As for the funds in China, their investment income is expected to drop significantly. Although a large number of surplus assets have been accumulated through exports, due to the low gross profit margin and the reliance on scale, the profits earned by these funds may not be returned to the RMB, resulting in a large amount of unsettled foreign exchange sales funds. These funds may be held in large quantities of US dollars through the banking system, or directly intercepted overseas through trade. This further highlights the problem of meager profits in the domestic production link, and the profits intercepted overseas may be invested overseas through RMB loans, forming an arbitrage investment portfolio of "RMB loans-US dollar assets". If enterprises hold QDII and then hold overseas assets through domestic RMB loans, although it is a legal arbitrage behavior, it may lead to the strengthening of the review of cross-border foreign direct investment and the tightening of quotas.
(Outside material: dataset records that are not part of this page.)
PR #157, opened 2025-07-16
Updates to semi-analytical light simulation: optical path tool

pgreen135:
This PR adds a tool "OpticalPath" for identifying which photon detectors are visible depending on where the light emission occurs for detectors where there are multiple optically isolated volumes. This replaces the placeholder solution discussed in relation to https://github.com/LArSoft/larsim/pull/145 in January. 

The default behaviour of the tool is that all optical detectors are visible for any emission point. This case works in DUNE-HD 1x2x6, DUNE VD, protoDUNE VD and MicroBooNE.

Custom cases are implemented for: 
- SBND: https://github.com/SBNSoftware/sbndcode/pull/756
(Note: SBND is currently several releases behind LArSoft, so the CI checks will fail; but this has been tested locally using cherry-picked build) 
- DUNE-HD 10kt, protoDUNE-HD: https://github.com/DUNE/dunesw/pull/186 and https://github.com/DUNE/duneopdet/pull/104

Also requires: https://github.com/LArSoft/larwirecell/pull/58 

The PR also implements two minor/maintenance changes to the models:
- adds a safeguard for vuv timing parameterisations going out of range, to avoid potential segfault
- adds a special case to apply border corrections in vertical direction only for use in DUNE-HD 10kt

PR #159, opened 2025-08-07
PDFastSimPAR can now be configured to restrict the TPCs in which edeps can produce photons

calcuttj:
Mainly this is to help PDHD's memory utilization.

Configured using a sequence of integers representing TPC numbers. In the case of an empty sequence, the module produces photons from all edeps/TPCs. Default configuration is an empty sequence.

### DIFF
--- a/CMakeLists.txt
+++ b/CMakeLists.txt
@@ -9,7 +9,7 @@
 cmake_minimum_required(VERSION 3.20 FATAL_ERROR)
 
 find_package(cetmodules 3.24.00 REQUIRED)
-project(larsim VERSION 10.06.03 LANGUAGES CXX)
+project(larsim VERSION 10.07.00 LANGUAGES CXX)
 
 include(CetCMakeEnv)
 cet_cmake_env()
--- a/CMakeLists.txt
+++ b/CMakeLists.txt
@@ -9,7 +9,7 @@
 cmake_minimum_required(VERSION 3.20 FATAL_ERROR)
 
 find_package(cetmodules 3.24.00 REQUIRED)
-project(larsim VERSION 10.06.02 LANGUAGES CXX)
+project(larsim VERSION 10.06.03 LANGUAGES CXX)
 
 include(CetCMakeEnv)
 cet_cmake_env()
--- a/larsim/PhotonPropagation/CMakeLists.txt
+++ b/larsim/PhotonPropagation/CMakeLists.txt
@@ -1,5 +1,6 @@
 add_subdirectory(LibraryMappingTools)
 add_subdirectory(ScintTimeTools)
+add_subdirectory(OpticalPathTools)
 
 cet_make_library(LIBRARY_NAME PhotonLibraryInterface INTERFACE
   SOURCE IPhotonLibrary.h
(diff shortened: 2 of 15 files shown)


knoepfel:
trigger build

lpaulucc:
Hi Jake,
How does this PR compares with this other one https://github.com/LArSoft/larsim/pull/157 ? Do you wish to be even more restrictive than the conditions foreseen in this PR (based on PD-Edep point distance and an opaque cathode)?

calcuttj:
Hi Laura, this is a complementary change to that PR and is more or less an extension of the mechanism for choosing to simulate in/out of the active volume

tomjunk:
Sounds fine, as long as the default behavior is not changed.  We can of course shoot ourselves in the foot with this -- effectively turning off a fixed portion of the detector.

tomjunk:
Approved

pgreen135:
I also see no issue with this, provided that:
a). It doesn't conflict with https://github.com/LArSoft/larsim/pull/157, which it doesn't look like it does. If I'm understanding the code correctly its similar logic to the inside/outside active volume, rather impacting which PDs are visible from which TPC. So for a given edep, if its in a TPC volume that is within the list; all PDs will be visible even those in other TPCs unless breaching the rule configured in the tool in https://github.com/LArSoft/larsim/pull/157 / the old isOpDetInSameTPC function --- @calcuttj correct me if that is not the case, as that would be an issue.
b).  the default behaviour is to simulate everything such that SBND, uBooNE, ICARUS, DUNE-HD and DUNE-VD are not impacted unless they choose to use this feature

lpaulucc:
Thank you for your answer, Jake. If I understand correctly, this is more general as you choose TPCs not to be processed at all instead of based on the position of Edep with respect to the OpChannel number. I am fine with it but this should be used with much care.

calcuttj:
@pgreen135 
> So for a given edep, if its in a TPC volume that is within the list; all PDs will be visible even those in other TPCs unless breaching the rule configured in the tool in #157 / the old isOpDetInSameTPC function --- @calcuttj correct me if that is not the case, as that would be an issue. 

This is correct. So it won't be an issue. It's just whether or not the edep itself is considered, and is not relative to the OpDet in question

> b). the default behaviour is to simulate everything such that SBND, uBooNE, ICARUS, DUNE-HD and DUNE-VD are not impacted unless they choose to use this feature

Correct

calcuttj:
Is anything needed to get this merged in? I'd really like to get this in next week's release or even potentially a patch release if that's possible

lpaulucc (approved):

lgarren:
@calcuttj There was enough confusion with #157 that it seemed best not to merge this in the same release.

lgarren:
@calcuttj This no longer merges as intended with develop.  My attempts to find a way to merge it cleanly have failed.  Would you rebase and make sure it is as intended?  Thanks!

calcuttj:
Rebased against develop and got it to build + tested that it works as intended

lgarren:
Thanks @calcuttj !

lgarren:
trigger build

lgarren:
approve

calcuttj:
Thank you Lynn

lgarren:
Huh?  Who is asking?

gartung:
Probably added by one of the Jenkins plugins I was testing.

As for the funds that remain in the country, due to the existence of capital controls, they can only seek assets in the domestic capital market (low volatility, low-risk bond-like assets), such as dividends and government bonds, which leads to arbitrage behavior of funds in the country.

A small part of domestic RMB funds and the behavior of domestic enterprises reflect the trend of RMB lending turning to US dollar assets, some of which may be allocated to US dollar bonds, but a larger amount of funds may flow into high-tech fields such as semiconductors and artificial intelligence. This reflects the mismatch between the lack of RMB investment returns and investment demand, and further reflects the current situation of insufficient effective demand in the economy as a whole.